| About this exercise |
The output must be the data, printed exactly as written.
******
PR #261, opened 2022-01-24
(many) Make number-to-string conversions use invariant culture

perlun:
I discovered these errors by accident, when trying to run the test suite on Windows (for an _entirely_ different purpose 🙂). We had some assumptions in the unit tests which failed because the `ToString()` conversions in .NET uses the `CultureInfo.CurrentCulture` by default. This means that if you have your Windows running with e.g. Swedish regional settings (which is my setup), a `double` variable with a value of `123.45` will be rendered as `123,45`.

While this is preferable in some contexts, I think we'll go with the "safe and consistent" approach for now, if not for any other reason that the unit/integration tests currently depend on these semantics. It doesn't provide a good dev experience for people trying this out on Windows/with their machine configured to use a different locale, if they would get a bunch of silly errors.


src/Perlang.Common/Utils.cs
```diff
@@ -13,6 +15,12 @@ public static string Stringify(object @object)
             {
                 return "null";
             }
+            else if (@object is IConvertible convertible)
+            {
+                // The explicit IFormatProvider is required to ensure we use 123.45 format, regardless of
+                // host OS language/region settings. See #xxx for more details.
```
perlun, line 21: **TODO**: create a proper issue for this and amend these comments, pointing the reader to the issue in question.

perlun:
(Temporarily cherry-picked the changes from #262 into this branch to ensure that it runs cleanly before merging. We'll need to merge this _first_ and then the other one, because this fixes the underlying problems that the CI PR highlights.)

perlun:
> (Temporarily cherry-picked the changes from #262 into this branch to ensure that it runs cleanly before merging. We'll need to merge this _first_ and then the other one, because this fixes the underlying problems that the CI PR highlights.)

CI is clean. Will fix some remaining issues in this and get it merged, so we can get #262 to also be mergeable (CI clean).

src/Perlang.Common/Utils.cs
perlun: #263

PR #262, opened 2022-01-25
(ci) Run tests on multiple locales

perlun:
The aim with these tests is to prevent regressions/bugs which are only present when a particular locale is used; there are currently some such bugs in our current `master` codebase.


perlun:
Closed in favor of #264.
******
| Written response |
PR #261, opened 2022-01-24
(many) Make number-to-string conversions use invariant culture

perlun:
I discovered these errors by accident, when trying to run the test suite on Windows (for an _entirely_ different purpose 🙂). We had some assumptions in the unit tests which failed because the `ToString()` conversions in .NET uses the `CultureInfo.CurrentCulture` by default. This means that if you have your Windows running with e.g. Swedish regional settings (which is my setup), a `double` variable with a value of `123.45` will be rendered as `123,45`.

While this is preferable in some contexts, I think we'll go with the "safe and consistent" approach for now, if not for any other reason that the unit/integration tests currently depend on these semantics. It doesn't provide a good dev experience for people trying this out on Windows/with their machine configured to use a different locale, if they would get a bunch of silly errors.


src/Perlang.Common/Utils.cs
```diff
@@ -13,6 +15,12 @@ public static string Stringify(object @object)
             {
                 return "null";
             }
+            else if (@object is IConvertible convertible)
+            {
+                // The explicit IFormatProvider is required to ensure we use 123.45 format, regardless of
+                // host OS language/region settings. See #xxx for more details.
```
perlun, line 21: **TODO**: create a proper issue for this and amend these comments, pointing the reader to the issue in question.

perlun:
(Temporarily cherry-picked the changes from #262 into this branch to ensure that it runs cleanly before merging. We'll need to merge this _first_ and then the other one, because this fixes the underlying problems that the CI PR highlights.)

perlun:
> (Temporarily cherry-picked the changes from #262 into this branch to ensure that it runs cleanly before merging. We'll need to merge this _first_ and then the other one, because this fixes the underlying problems that the CI PR highlights.)

CI is clean. Will fix some remaining issues in this and get it merged, so we can get #262 to also be mergeable (CI clean).

src/Perlang.Common/Utils.cs
perlun: #263

PR #262, opened 2022-01-25
(ci) Run tests on multiple locales

perlun:
The aim with these tests is to prevent regressions/bugs which are only present when a particular locale is used; there are currently some such bugs in our current `master` codebase.


perlun:
Closed in favor of #264.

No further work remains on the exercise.